Jorge Tirzo, periodista mexicano, en un escrito reciente define a la posverdad como lo “relativo o referido a circunstancias en las que los hechos objetivos son menos influyentes en la opinión pública que las emociones y las creencias personales”. Y determina un procedimiento que opera gracias al internet y su influencia en la sociedad, de tal modo que las redes sociales, medios ultramasivos de comunicación, no sólo multiplican un mensaje de postverdad, sino que marcan tendencias de comportamientos, a partir de procesos comunicativos. Veamos ese modus operandi:
– Un usuario con una agenda propia genera contenidos virales: A veces legítimos, a veces falsos, algunos propagandísticos, otras como distractores. Esta vez fue un alumno que quería hacer daño al profesor; a veces son políticos que quieren perjudicar a otros.
– Otros usuarios (reales o falsos) comienzan a replicar la información: Algunos son personas reales pero desinformadas que caen en el anzuelo. Muchos otros son robots programados para hacer más visible el tema.
– Algunos medios (a veces por despiste, otras por línea editorial) republican estos contenidos. La mayoría de las veces sin verificar ni hacer mayor investigación.

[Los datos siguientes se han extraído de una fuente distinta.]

PR #525, opened 2022-12-13
dev-historical-pump-data-instantiation

qhouyee:


sm453:
For the pumps, when generating IRIs, it appears to interpret building numbers as floating point numbers rather than strings, which causes it to trim trailing zeros and thus generate wrong IRIs. In this example, the IRI should end in "2.30" rather than "2.3":
image

sm453:
It also seems to generate two erroneous triples, like this one:
image

sm453:
After having run the agent, it does not appear to close the connection to the PostgreSQL database. I have to log into the adminer front-end and kill the running process manually.

sm453:
I think the `pump` bit of the IRI has been inserted a few extra times ;-):
image

sm453:
I suspect the agent adds one more `pump` every time it's being called...

Agents/HistoricalPumpDataInstantiation/HistoricalPumpDataInstantiationAgent/src/main/java/uk/ac/cam/cares/jps/agent/TimeSeriesClientDecorator.java
```diff
@@ -0,0 +1,173 @@
...
+            // excelReadings.get(header) returns array list, so add get method to get the value
+            List<Class<?>> classes = excelHeaders.stream()
+                    .map(header -> excelReadings.get(header).get(0).getClass())
+                    .collect(Collectors.toList());
+            try (Connection conn = rdbClient.getConnection()) {
+                tsClient.initTimeSeries(iris, classes, this.timeUnit, conn, TimeSeriesClient.Type.STEPWISECUMULATIVE, null, null);
+                LOGGER.debug(String.format("Initialized time series with the following IRIs: %s", String.join(", ", iris)));
+            } finally {
+                // Always close connection
+                rdbClient.getConnection().close();
```
sm453, line 89: Since getConnection will open a new connection, this line is totally pointless. The try-with-resources block above should already close the connection automatically.

Agents/HistoricalPumpDataInstantiation/HistoricalPumpDataInstantiationAgent/src/main/java/uk/ac/cam/cares/jps/agent/TimeSeriesClientDecorator.java
```diff
@@ -0,0 +1,173 @@
...
+     * Updates the database with new readings.
+     *
+     * @param excelReadings Excel readings parsed from the Excel Workbook
+     * @param iriMappings   Mappings between measures' names and their corresponding data IRI.
+     */
+    protected void updateData(Map<String, List<?>> excelReadings, Map<String, String> iriMappings) {
+        TimeSeries<Instant> timeSeries = convertReadingsToTimeSeries(excelReadings, iriMappings);
+        // Update each time series
+        try {
+            tsClient.addTimeSeriesData(timeSeries, rdbClient.getConnection());
```
sm453, line 133: This line is most likely to leave an open connection dangling. There also seem to be similar ones elsewhere.

Agents/HistoricalPumpDataInstantiation/Dockerfile
```diff
@@ -0,0 +1,30 @@
...
+FROM maven:3.8.6-eclipse-temurin-11-focal as builder
+
+# Copy all files into root's home, including the source, pom file, ./m2 directory, and credentials files
+ADD /HistoricalPumpDataInstantiationAgent /root/HistoricalPumpDataInstantiationAgent
+ADD /credentials /root/credentials
+ADD /.m2 /root/.m2
+
+# Populate settings templates with credentials, repo name
+WORKDIR /root/.m2
+# (Note that | rather than / is used as the sed delimiter, since encrypted passwords can contain the former, but not the latter
```
sm453, line 12: "the latter, but not the former"

sm453 (approved):

PR #526, opened 2022-12-13
Stack container grouping

gpeb2:
Minor change that causes the containers to be grouped by stack in GUIs (Docker Desktop, VSCode, etc.).


kokfoongcmcl:
Will test this once this is pushed..

kokfoongcmcl (approved):
Looks to be working, but I cannot spin up the full stack due to the blazegraph bug

gpeb2:
> Looks to be working, but I cannot spin up the full stack due to the blazegraph bug

This was due to an unrelated issue.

– Más usuarios se enteran por estos medios tradicionales con muchos seguidores. La información se replica a más usuarios. Esto la coloca en más medios. Inicia el círculo vicioso de la desinformación…

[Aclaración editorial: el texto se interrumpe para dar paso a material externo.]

PR #527, opened 2022-12-13
Update the stack-manager to automatically mount the docker socket within custom containers

gpeb2:
This will make writing the configuration files for custom containers easier. See the attached issue for details of the problem.

### DIFF
--- a/Deploy/stacks/dynamic/stack-clients/docker-compose.yml
+++ b/Deploy/stacks/dynamic/stack-clients/docker-compose.yml
@@ -1,7 +1,7 @@
 version: '3.8'
 services:
   stack-client:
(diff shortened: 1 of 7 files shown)


markushofmeister (approved):
Looks good to me.
Does this cause issues with an "additional" mount declaration of this Docker daemon in the .json configuration to spin up an agent, or would that simply be unnecessary/superseded?

gpeb2:
> Looks good to me. Does this cause issues with an "additional" mount declaration of this Docker daemon in the .json configuration to spin up an agent, or would that simply be unnecessary/superseded?

I've configured it so that if the exact same mapping is manually added it doesn't add it again.

PR #533, opened 2022-12-20
Stack client image fix for use with py4jps

gpeb2:
Fixed some issues with the stack-client Docker image and container mainly around the location of the stack-client jar file. This allows the image to be used when trying to add the jar files to py4jps python package.


sm453 (approved):
Looks good to me, and seems to be working in at least one application.

I assume you'll be removing the SNAPSHOT version qualifiers before merging?

gpeb2:
> I assume you'll be removing the SNAPSHOT version qualifiers before merging?

Yes, that is always the intention.

PR #539, opened 2023-01-04
Corrected the version of the Blazegraph image pulled before running the stack-manager

gpeb2:
It is non-trivial to pull Docker images from private repositories from within a container so this is currently done as a pre-process in the stack start.sh script. When updating the Blazegraph image, so that it could easily be run with authentication enabled, I forgot to update the image's version number in the start.sh script. This has lead to the stack-manager code trying to pull the image and failing due to the lack of access to the credentials for the private repository it is hosted on. To fix this I have now updated the version number in the script.
I have also added a brief mention of the ability to add authentication to the Blazegraph container when running it in the stack and the potential compatibility issues with existing agents.

### DIFF
--- a/Deploy/stacks/dynamic/common-scripts/start.sh
+++ b/Deploy/stacks/dynamic/common-scripts/start.sh
@@ -8,8 +8,12 @@ init_swarm
 
 # Pull these images here because the "--with-registry-auth" argument
 # used below only seems to add credentials for Docker Hub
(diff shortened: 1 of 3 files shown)


gpeb2:
@cmclscourtney please can you test this fix by deleting your Blazegraph and GeoServer Docker images and then starting a stack from scratch?

cmclscourtney (approved):
checked and worked as intended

– Aunque haya nueva información, muy pocos medios rectifican. La mayoría dejan colgadas las notas con información falsa y jamás se piden disculpas. En tiempos de Internet donde actualizar una página web es muy sencillo, las erratas deberían estar en el mismo texto original para contextualizar la situación. Pero no. Se crea una nueva nota con un título distinto y sin vínculo a la original. Tal vez porque así hay una nueva página a la que traer usuarios y con la cual poder ganar más clics.
“Campañas permanentes”
El desarrollo de esos procesos comunicativos deriva en que los calendarios políticos ya no sean sólo electorales, sino que al paso de la velocidad de las tecnologías de la información y comunicación, las “campañas son permanentes”, sistemáticas, tal como sostiene el brasileño Francisco Ferraz, en su texto especializado sobre ellas.

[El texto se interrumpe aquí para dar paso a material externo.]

PR #541, opened 2023-01-04
540 ukpn pylon example external data set loop

cmclscourtney:
small fix to pylons example. Names of config files removed that use the external datasets. Typo caused a loop


cmclscourtney:
See #541

gpeb2 (approved):

PR #556, opened 2023-01-19
1478-dev-create-loudness-and-loudness-unit-classes: Add loudness and …

Abyssus1010:
…loudnessUnit concepts to ontouom


sm453:
As far as I understand, sound pressure level is measured in decibels, and it should not be confused with loudness. I know, colloquially, this distinction is not made, but I don't believe that's correct...

sm453:
If you remove dB, then you also have to remove dBFS.

I would also suggest not to define loudness at all. Instead, you may want to define sound pressure level, with dB and dBFS as units.

sm453 (approved):

PR #562, opened 2023-01-20
561 cors issue when trying to connect to a feature info agent from another stack

cmclscourtney:
@sm453 could you test this? 

You should only need to change the manager version to `1.7.1-561-SNAPSHOT` and add the following top level node to the feature info agent config.
`"type": "feature-info-agent",`


sm453 (approved):
Tested, works. At some point in the future, when it becomes relevant, we may want to revisit this from a security point of view, but for now this is fine.

PR #568, opened 2023-01-25
1458 dev metoffice agent improvements

sganguly-cares:


markushofmeister (approved):
Removed SNAPSHOT quantifiers from Docker image names and released them to github registry. Further changes:
* agentlogging now imported from py4jps
* removed unit symbol instantiation for newly instantiated readings
* re-introduced StackClients local building for tests

PR #579, opened 2023-02-02
570 forecasting rdbnamespace per request

markushofmeister:
This PR adds the following functionality to the Forecasting Agent (as of version 1.1.0):
- connection properties (i.e. `namespace`, `database`, `db_url`, ... ) provided in the `docker-compose` files only represent default values
- those default values can be overwritten on a per request basis by respective keys in the HTTP request to the agent

The functionality has been tested successfully locally outside the stack.

### DIFF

Ejemplos de posverdad abundan, son de colección. Países como EEUU, Venezuela, Argentina, Brasil y Bolivia son candidatos constantes en el ranking de la posverdad. Una práctica comunicacional y política que ya cuenta con un nivel de fabricación masiva y financiada, con equipos especializados multidisciplinarios jóvenes, de preferencia. Ciertos personajes, del mundo político y la farándula, con más intensidad, pasan a ser —con más frecuencia—, protagonistas de la verdad aparente. Hillary Clinton, Obama, Trump, Nicolás Maduro, Cristina Fernández, Lula da Silva y Evo Morales, son algunos de ellos, cuya presencia gravitante en la geopolítica regional y mundial es inexorable.
En Bolivia rescatamos con honores, para la historia de la política y la comunicación, la bullida novela de Gabriela Zapata, cuyas posverdades inundaron el espacio público y la vida cotidiana, mediante capítulos cargados de emotividad. Al cabo de meses, recién se conoció la cantidad de desinformación que escondieron las portadas impresas de los medios y las cuentas de face y twiter. Por supuesto, ninguno de ellos publicó la verdad objetiva de los hechos, de modo que debe haber gente aun creyendo en el hijo falso, la tía falsa, la abogada falsa, en fin…
Así visto el asunto, tanto Ferraz como Tirso ponen la lupa en la postverdad como nueva tendencia local y mundial. Tendencia ante la cual la sociedad de internautas está obligada a desplegar mecanismos críticos de lectura y discernimiento. ¿Volvemos al punto “Cómo leer al Pato Donald”? Quizá nunca salimos de él, sigue siendo imprescindible conocer los dispositivos del poder en todas sus variantes.